On the one hand, there is the Organization of the Petroleum Exporting Countries and its partners, notably Russia. This group, which controls around 40% of global oil supply and has the only significant spare capacity that can be easily turned on and off, has promised to raise their output by 400,000 barrels a day every month until it has reversed all the output reductions it made at the start of the pandemic to keep the market balanced.
Unfortunately it’s doing no such thing. Past indiscipline, corruption and shockingly poor governance have left many of its members unable to pump. According to Petroleum Argus, the bloc only managed to raise it by 230,000 barrels a day in October. Failure to keep up with scheduled increases in previous months means that it’s currently pumping 690,000 b/d less than it had led the world to expect by now.
As a result, the production-sharing deal between the world’s big exporters is looking less and less fit for purpose. And with prices at a level that will reward quota-busting, the pretense of cooperation is likely to come under increasing pressure from now on.
On the other side of the table are the world’s major consumers, who are too frightened to withdraw the unprecedented stimulus that they rushed to provide in the first days of the pandemic. With the U.S. economy having ridden out a summer soft patch due to the Delta variant of Covid-19, the world is seeing an almighty boom, especially for goods that all need energy to be produced and delivered.
China, which accounts for 30% of world manufacturing, said its exports rose by a quarter in year-on-year terms in September, as U.S. and European businesses rushed to stock their shelves with consumer goods for the holiday season. Air travel continues to recover (the U.S. reopened its gates to transatlantic travelers as of this week). With such factors in mind, BP (NYSE:BP) estimates that global demand is already back at over 100 million barrels a day.

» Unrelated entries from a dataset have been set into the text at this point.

PR #2896, opened 2023-09-11
[RSDK-4488] Register sensor controlled base

randhid:
Robin - you add movement sensor that is orientation reporting to the config ( so just implement your orientation in the visual odometry) and test with my control loop.


Rob1in (approved):

npmenard (approved):
LGTM

PR #2897, opened 2023-09-11
RSDK-4657: Only compare non-converted attributes for config equality checking.

dgottlieb:


robot/impl/local_robot_test.go
```diff
@@ -1676,16 +1680,20 @@ func TestConfigStartsValidReconfiguresInvalid(t *testing.T) {
...
 		},
 		Services: []resource.Config{
 			{
-				Name:                "fake1",
-				API:                 datamanager.API,
+				Name: "fake1",
+				API:  datamanager.API,
+				// Added to force a service reconfigure.
+				Attributes:          rutils.AttributeMap{"version": 1},
 				ConvertedAttributes: someConfig{},
```
dgottlieb, line 1697: Scrolling up a bit, see how the previous `fake1` service had a `builtin.Config` object.

resource/config.go
```diff
@@ -172,6 +172,15 @@ func (conf Config) Equals(other Config) bool {
 	other.ImplicitDependsOn = nil
 	other.cachedImplicitDeps = nil
 	other.cachedErr = nil
+
+	// RSDK-4657: Only compare `Config.Attributes` for equality.
+	confConverted, otherConverted := conf.ConvertedAttributes, other.ConvertedAttributes
+	defer func() {
+		conf.ConvertedAttributes, other.ConvertedAttributes = confConverted, otherConverted
```
benjirewis, line 179: I suppose this is not strictly necessary, but fine to keep in in case someone switches the receiver to be a pointer type.

robot/impl/local_robot_test.go
benjirewis: That is.. minute. Great catch. I have a better sense now of what you were saying earlier today about some of these tests using `Reconfigure` to test that a single resource reconfigures by changing something small like `ConvertedAttributes`. Thanks for the comments in-line, too.

robot/impl/robot_reconfigure_test.go
```diff
@@ -2404,6 +2405,11 @@ func TestUpdateWeakDependents(t *testing.T) {
 	defer func() {
 		resource.Deregister(weakAPI, weakModel)
 	}()
+
+	// Create a configuration with a single component that has an explicit, unresolved
+	// dependency. Reconfiguring will succed, but getting a handle on the `weak1Name` resource fails
```
benjirewis, line 2410:
```suggestion
	// dependency. Reconfiguring will succeed, but getting a handle on the `weak1Name` resource fails
```

robot/impl/robot_reconfigure_test.go
```diff
@@ -2419,8 +2425,12 @@ func TestUpdateWeakDependents(t *testing.T) {
 
 	_, err = robot.ResourceByName(weak1Name)
 	test.That(t, err, test.ShouldNotBeNil)
+	// Assert that the explicit dependency was observed.
 	test.That(t, err.Error(), test.ShouldContainSubstring, "unresolved dependencies")
 
+	// Reconfigure without the explicit dependency. While also adding a second component that would
+	// have satisfied the dependency from the prior `weakCfg1`. Due to the weak dependency wildcard
+	// matcher, this `base1` component will be parsed as an implicit dependency to `weak1`.
```
benjirewis, line 2433:
```suggestion
	// matcher, this `base1` component will be parsed as a weak dependency of `weak1`.
```
[nit] "implicit" is a slightly overloaded term here. We use "implicit dependency" to refer to a dependency returned by a resource's `Validate` method.

robot/impl/robot_reconfigure_test.go
```diff
@@ -2439,12 +2449,15 @@ func TestUpdateWeakDependents(t *testing.T) {
 	robot.Reconfigure(context.Background(), &weakCfg2)
 
 	res, err := robot.ResourceByName(weak1Name)
+	// The resource was found and all dependencies were properly resolved.
 	test.That(t, err, test.ShouldBeNil)
 	weak1, err := resource.AsType[*someTypeWithWeakAndStrongDeps](res)
 	test.That(t, err, test.ShouldBeNil)
+	// Assert that the implicit dependency was tracked.
```
benjirewis, line 2456:
```suggestion
	// Assert that the weak dependency was tracked.
```

robot/impl/robot_reconfigure_test.go
```diff
@@ -2473,41 +2486,22 @@ func TestUpdateWeakDependents(t *testing.T) {
 	test.That(t, err, test.ShouldBeNil)
 	weak1, err = resource.AsType[*someTypeWithWeakAndStrongDeps](res)
 	test.That(t, err, test.ShouldBeNil)
+	// With two other components, `weak1` now has two (implicit) depencies.
```
benjirewis, line 2489:
```suggestion
	// With two other components, `weak1` now has two (weak) dependencies.
```

config/diff_test.go
```diff
@@ -355,6 +399,7 @@ func TestDiffConfigs(t *testing.T) {
 
 			for _, revealSensitiveConfigDiffs := range []bool{true, false} {
 				t.Run(fmt.Sprintf("revealSensitiveConfigDiffs=%t", revealSensitiveConfigDiffs), func(t *testing.T) {
+					logger.Infof("Test name: %v LeftFile: `%v` RightFile: `%v`", tc.Name, tc.LeftFile, tc.RightFile)
```
benjirewis, line 402: I assume you had this for debugging?

benjirewis (commented):
Nice! Thank you 🧑‍🔧 .

robot/impl/robot_reconfigure_test.go
dgottlieb: Ah interesting, thanks for that context. FWIW, I dislike `weak` because that has a meaning in "resource graphs" aka memory management. And in Java/C++, the meaning of weak doesn't map to what weak means here.

So to re-state the definitions:
* A weak dependency is a dependency identified by [applying a matcher](https://github.com/viamrobotics/rdk/blob/b39c81bab8768a06be9780d577fdc0e27be53ed5/resource/resource_registry.go#L134) defined at [Resource registration](https://github.com/viamrobotics/rdk/blob/b39c81bab8768a06be9780d577fdc0e27be53ed5/robot/impl/robot_reconfigure_test.go#L2390).
* An implicit dependency is one returned as a string from [ConfigValidator/"ConvertedAttributes".Validate()](https://github.com/viamrobotics/rdk/blob/b39c81bab8768a06be9780d577fdc0e27be53ed5/resource/config.go#L286-L290).

Implicit dependencies seem to typically be strings from a (user) config ([for example](https://github.com/viamrobotics/rdk/blob/b39c81bab8768a06be9780d577fdc0e27be53ed5/services/baseremotecontrol/builtin/builtin.go#L59)). And weak dependencies are identified by a set of [matchers defined at resource registration](https://github.com/viamrobotics/rdk/blob/b39c81bab8768a06be9780d577fdc0e27be53ed5/services/motion/builtin/builtin.go#L40-L43).

Can you confirm the following:
* Implicit dependencies and weak dependencies are ultimately both just individual resource nodes on the graph? Whether it be a component or service or otherwise.
* Are there any behavior differences in the viam server based on how dependencies work based on whether it was a weak vs implicit dependency? Or explicit for that matter? Or is a dependency in the resource graph just a dependency regardless of how it was identified.

config/diff_test.go
dgottlieb: Yeah, but I left it in intentionally. Even though Go does a good job when using `t.Run` of delineating which test a log line is associated with, I found some additional brief context of the test case was useful. I can remove if you think it's problematic.

robot/impl/robot_reconfigure_test.go
benjirewis: > FWIW, I disliked weak because that has a meaning in "resource graphs" aka memory management. And in Java/C++, the meaning of weak doesn't map to what weak means here. So I was intentionally using the word that felt more natural.

Ah good to know; I've never heard that term (and haven't written much Java/C++) and will look into it.

Those definitions you stated are exactly correct from what I understand.

> Implicit dependencies and weak dependencies are ultimately both just individual resource nodes on the graph? Whether it be a component or service or otherwise.

A dependency is really a directed edge in the resource graph that connects any two resource nodes. Those nodes could be components, services or remotes. Modules, processes, and packages are stored in their own managers.

> Are there any behavior differences in the viam server based on how dependencies work based on whether it was a weak vs implicit dependency? Or explicit for that matter? Or is a dependency in the resource graph just a dependency regardless of how it was identified.

Not that I know of. Weak, implicit and explicit seem to only differ in how they are set up (resource matcher, `Validate`, and `depends_on`) and not in their actual manifestation in the resource graph.

config/diff_test.go
benjirewis: Feel free to leave in!

robot/impl/robot_reconfigure_test.go
```diff
@@ -2379,11 +2379,12 @@ func TestUpdateWeakDependents(t *testing.T) {
 		test.That(t, robot.Close(context.Background()), test.ShouldBeNil)
 	}()
 
+	// Register a `Resource` that generates weak/implicit dependencies. Specifically instance of
```
benjirewis, line 2382:
```suggestion
	// Register a `Resource` that generates weak dependencies. Specifically instance of
```

benjirewis (approved):
Nice! One more edit.

robot/impl/robot_reconfigure_test.go
dgottlieb: Awesome, thanks Benji!

> Ah good to know; I've never heard that term (and haven't written much Java/C++) and will look into it.
In java, I assume you're familiar that memory management is automatic and everything is garbage collected. So when the last reference to an object disappears, that object can be cleaned up by a later garbage collection round. In [java](https://docs.oracle.com/javase/8/docs/api/java/lang/ref/WeakReference.html) a `WeakReference` is a way to keep a pointer/handle on an object without preventing it from being garbage collected. C++ with smart pointers refers to the same [idea as a](https://en.cppreference.com/w/cpp/memory/weak_ptr) `weak_ptr`.

benjirewis: Ah gotcha; I've only heard of `shared_ptr`s  in C++, but that concept makes sense.

resource/config.go
dgottlieb: No, you are right. Sorry about this -- you told me a half dozen times these are not pointer receivers and so my code was confusingly defensive. Removing these and documenting that the nil assignments are safe because of these are value types.

PR #2898, opened 2023-09-11
RSDK-4127 - Use concurrency primitives

kharijarrett:
Noticed while benchmarking that part of what was slowing us down is calling Get() on the depth map a lot. Reworked it such that we only Get() each depth once and store it in a simple array. 

Also, and probably more importantly, we're no longer using a channel for the main ground plane removal part. This way is more concurrent (spinning up a goroutine is super cheap and worth it to do for each pt, not just column) and strictly more performant (channels use these locks anyway and I'm using it directly). 

I also slipped in another exampleDepth test image into the artifact.


bhaney (approved):
LGTM - did you manually test this to see if the floor was removed and returned obstacles made sense?

kharijarrett:
Yes!! Manually tested!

Which makes the policy-making confusion in the U.S. all the more disconcerting. President Joe Biden is unwilling to encourage oil and gas production in the U.S. due to his green agenda. That leaves him no option but to appeal to OPEC and Russia to pump more – with predictable results.

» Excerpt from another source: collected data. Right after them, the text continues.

PR #21795, opened 2022-06-21
protoxform: Use an aspect to build protoxform test

phlax:
Signed-off-by: Ryan Northey <ryan@synca.io>

Commit Message:
Additional Description:

This just adds/make use of an aspect, in a follow up i will shift the test to bazel and clean up this test file further

Risk Level:
Testing:
Docs Changes:
Release Notes:
Platform Specific Features:
[Optional Runtime guard:]
[Optional Fixes #Issue]
[Optional Fixes commit #PR or SHA]
[Optional Deprecated:]
[Optional [API Considerations](https://github.com/envoyproxy/envoy/blob/main/api/review_checklist.md):]

PR #21796, opened 2022-06-21
protoxform: Shift protoxform test to bazel and rename -> `protoprint_test` 

phlax:
Commit Message:
Additional Description:

This shifts the protoxform/protoprint test to bazel and renames it to `//tools/protoprint:protoprint_test` on the basis that what is actually being tested is the protoprint proto visitor

Risk Level:
Testing:
Docs Changes:
Release Notes:
Platform Specific Features:
[Optional Runtime guard:]
[Optional Fixes #Issue]
[Optional Deprecated:]


phlax:
this incorporates #21795 which didnt land (yet) due to merge conflict

tools/protoprint/BUILD
```diff
@@ -1,4 +1,9 @@
-load("@rules_python//python:defs.bzl", "py_binary")
+load("@aspect_bazel_lib//lib:jq.bzl", "jq")
```
phlax, line 1: this should be failing ci - kicking now...

phlax: fixed

phlax:
@htuch i think this one should be ready to land

it does pretty much the same thing as now - save that the protoxform/print test has been renamed and it makes use of the protoxform aspect rule to derive the xformed protos

behind this i have another PR that adds a `protoprint` aspect and generates the the final protoprinted protos using an aspect chain - `protoxform_aspect` -> `protoprint_aspect` -> `protosync`/`protoprint_test`

this now pretty much works - just tidying it up and trying to figure if we can land just the updates required for the `protoprint_test` first, separating out the changes to `proto_sync` itself after. 

if i can get this to work i think it will give some extra assurance that nothing is changing in terms of outputs/tests and will make the next PR a bit more digestable

phlax:
> if i can get this to work 

i wasnt able to separate out changes to `proto_sync` <> `protoprint_test` as when the `protoprint` module changes they both need to change (and vice versa)

this is mostly for the next PR anyhow - but i think we will get the assurance, because if the protoxform -> protoprint -> proto_sync chain was not working correctly then it would try to add/remove api files (as it has done getting it working)

tools/protoprint/protoprint_test.py
```diff
@@ -0,0 +1,172 @@
...
+    """
+    if label.startswith('/'):
+        label = label.replace('//', '/', 1)
+    elif label.startswith('@'):
+        label = re.sub(r'@.*/', '/', label)
+    else:
+        return label
+    label = label.replace(":", "/")
+    splitted_label = label.split('/')
+    return '/'.join(splitted_label[:len(splitted_label) - 1])[1:], splitted_label[-1]
```
htuch, line 36: TBH this is all a bit magical. I think it was before (in the aspect / Bazel rule logic), but still is. Can you include some example paths to show what this is doing?

tools/protoprint/protoprint_test.py
```diff
@@ -0,0 +1,172 @@
...
+
+
+def golden_proto_file(tmp, path, filename, version):
+    """Retrieve golden proto file path. In general, those are placed in tools/testdata/protoxform.
+
+    Args:
+        path: target proto path
```
htuch, line 43: Missing `tmp` arg. At some point should this be a class and `tmp` a member?

tools/protoprint/protoprint_test.py
```diff
@@ -0,0 +1,172 @@
...
+    Args:
+        result_file: result proto file
+        golden_file: golden proto file
+
+    Returns:
+        output and status code
+    """
+    command = 'diff -u '
+    command += str(result_file) + ' '
+    command += str(golden_file)
```
htuch, line 101: Prefer a join on a list here..

htuch (changes requested):
Looks good, just a few minor Python nits.

tools/protoprint/protoprint_test.py
phlax: yep for sure - this is a transitional step

tools/protoprint/protoprint_test.py
phlax: will swap to an f-string - should say that i havent made too much of an attempt to cleanup this on the basis of minimum change

tools/protoprint/protoprint_test.py
phlax: sure - again its just what it was doing previously, but copied out (with exception that it now takes off first char)

htuch (approved):

PR #21444, opened 2022-05-25
h3 pool: quic connection honors socket options

danzh2010:
Commit Message: pass 2 cluster config knobs socket options and transport socket options to EnvoyQuicClientSession and EnvoyQuicClientConnection.

Risk Level: low
Testing: new unit tests
Docs Changes: n/a
Release Notes: n/a
Platform Specific Features: n/a

PR #21802, opened 2022-06-21
quic: client connection takes socket option in cluster config

danzh2010:
Commit Message: make quic client connection also takes ClusterInfo::clusterSocketOptions() during creation, in addition to connection pool socketOption() added in https://github.com/envoyproxy/envoy/pull/21444

Also make sure that automatic port migration triggered by PTO applies the same socket options from the original socket in maybeMigratePort().

Risk Level: low, h3 uptream only
Testing: added unit tests and integration test
Docs Changes: n/a
Release Notes: n/a


alyssawilk (approved):
LGTM though it'd be lovely if we can come up with an integration test which will validate HTTP/1, HTTP/2 and HTTP/3 support

danzh2010:
> LGTM though it'd be lovely if we can come up with an integration test which will validate HTTP/1, HTTP/2 and HTTP/3 support

Thanks for the quick review! Testing upstream socket options in integration tests is hard overall because they usually are not reflected in any behavior change in fake upstream or client.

Biden’s agenda will inevitably make it harder for the U.S. oil industry to perform the role it has played in the last 15 years by also raising output to meet steadily rising global demand. Environmentalists would argue that that is the whole point, after all. But the resulting regulatory uncertainty – and, in some cases, shareholder pressure - will deter both oil and gas producers from forextrustindex in future production and will also deter Wall Street from giving them the money to do that (especially after last year’s bond market carnage).
Consequently, despite prices rising to nearly $85 a barrel this month, U.S. producers are barely producing a drop more oil than they did in March. The fact that supply is less elastic than demand has always been a problem for world oil markets, but the point is being rammed home with a vengeance now.
Ultimately, as is always the case, high prices will be the cure for high prices. Demand will be destroyed and substitution to alternative energy sources will accelerate. However, there seems little to stop prices marching higher in the short term. Russel Hardy, the chief executive of the world's largest oil trader Vitol, told an industry conference on Tuesday that $100 a barrel is "certainly a possibility." Russian President Vladimir Putin said much the same last month. It would be a brave person to bet against it.